DETAILED DESCRIPTION OF THE INVENTION
[0042] Hereinafter, embodiments of the present invention will be
described with reference to the accompanying drawings. In the
following drawings, for simplification, the elements having
substantially the same functions bear the same reference
numeral.
[0043] Embodiment 1
[0044] Embodiment 1 of the present invention will be described with
reference to FIGS. 1 and 2. FIG. 1 is a schematic view showing the
configuration of a lamp unit 500 of Embodiment 1.
[0045] The lamp unit 500 includes a lamp 200 provided with a mirror
and a house (lamp house) 80 for holding the lamp 200 provided with
a mirror. The lamp 200 provided with a mirror includes a discharge
lamp 100 and a reflecting mirror 60 for reflecting light emitted
from the discharge lamp 100. The lamp 200 provided with a mirror
has a non-airtight structure in which a front glass is not provided
at a front opening 60a of the reflecting mirror 60. In other words,
the lamp 200 provided with a mirror has a non-airtight structure in
which the front opening 60a of the reflecting mirror 60 is open.
Furthermore, the house 80 for holding the lamp 200 provided with a
mirror has a transmission window 70 made of a material that
transmits light emitted from the front opening 60a in a portion
forward in the emission direction 50 of the from opening 60a of the
reflecting mirror 60. The house 80 serves to protect the lamp 200
provided with a mirror, in addition to serving to hold the lamp 200
provided with a mirror.
[0046] The discharge lamp 100 included in the lamp unit 500
includes a luminous bulb 10, and a pair of sealing portions 20 and
20' connected to the luminous bulb 10. A discharge space 15 in
which a luminous material 18 is enclosed is provided inside the
luminous bulb 10. A pair of electrodes 12 and 12' are opposed to
each other in the discharge space 15. The luminous bulb 10 is made
of quartz glass and is substantially spherical. The outer diameter
of the luminous bulb 10 is, for example, about 5 mm to 20 mm. The
glass thickness of the luminous bulb 10 is, for example, about 1 mm
to 5 mm. The volume of the discharge space 15 in the luminous bulb
10 is, for example, about 0.01 to 1 cc. In this embodiment, the
luminous bulb 10 having an outer diameter of about 13 mm, a glass
thickness of about 3 mm, a volume of the discharge space 15 of
about 0.3 cc is used. As the luminous material, mercury is used.

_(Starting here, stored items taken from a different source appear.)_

PR #2145, opened 2020-05-05
fix search input value disappearing on page reload

w-4:
**Fixes the following bug:**
going to https://discuss.flarum.org/?q=abc
the search input shows no value if accessed through the link, or when searching something and reloading the page.

remove the empty string in m.prop, so the below code in the view function can run.
```js
   // Initialize search input value in the view rather than the constructor so
    // that we have access to app.current.
    if (typeof this.value() === 'undefined') {
      this.value(currentSearch || '');
    }
```

**Confirmed**

### DIFF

For example, about 150 to 200 mg/cm.sup.3 of mercury, a rare gas
(e.g., argon) with 5 to 20 kPa, and a small amount of halogen are
enclosed in the discharge space 15.
[0047] The pair of electrodes 12 and 12' in the discharge space 15
is arranged with a gap (arc length) of, for example, about 1 to 5
mm (preferably about 1 to 3 mm). As the electrodes 12 and 12', for
example, tungsten electrodes (W electrodes) are used. In this
embodiment, the W electrodes 12 and 12' are arranged with a gap of
about 1.5 mm. The electrode axis (W rod) of the electrode 12 is
electrically connected to the metal foil 24 in the sealing portion
20. Similarly, the electrode axis of the electrode 12' is
electrically connected to the metal foil 24' in the sealing portion
20'.
[0048] The sealing portion 20 includes a metal foil 24 electrically
connected to the electrode 12 and a glass portion 22 extended from
the luminous bulb 10. The airtightness in the discharge space 15 in
the luminous bulb 10 is maintained by the foil-sealing between the
metal foil 24 and the glass portion 22. The glass portion 22 of the
sealing portion 20 is made of quartz glass, for example. The metal
foil 24 is a molybdenum foil (Mo foil), for example, and has a
rectangular shape, for example. The sealing portion 20 has a
circular shape in section, for example. The metal foil 24 is
positioned substantially in the center of the sealing portion 20.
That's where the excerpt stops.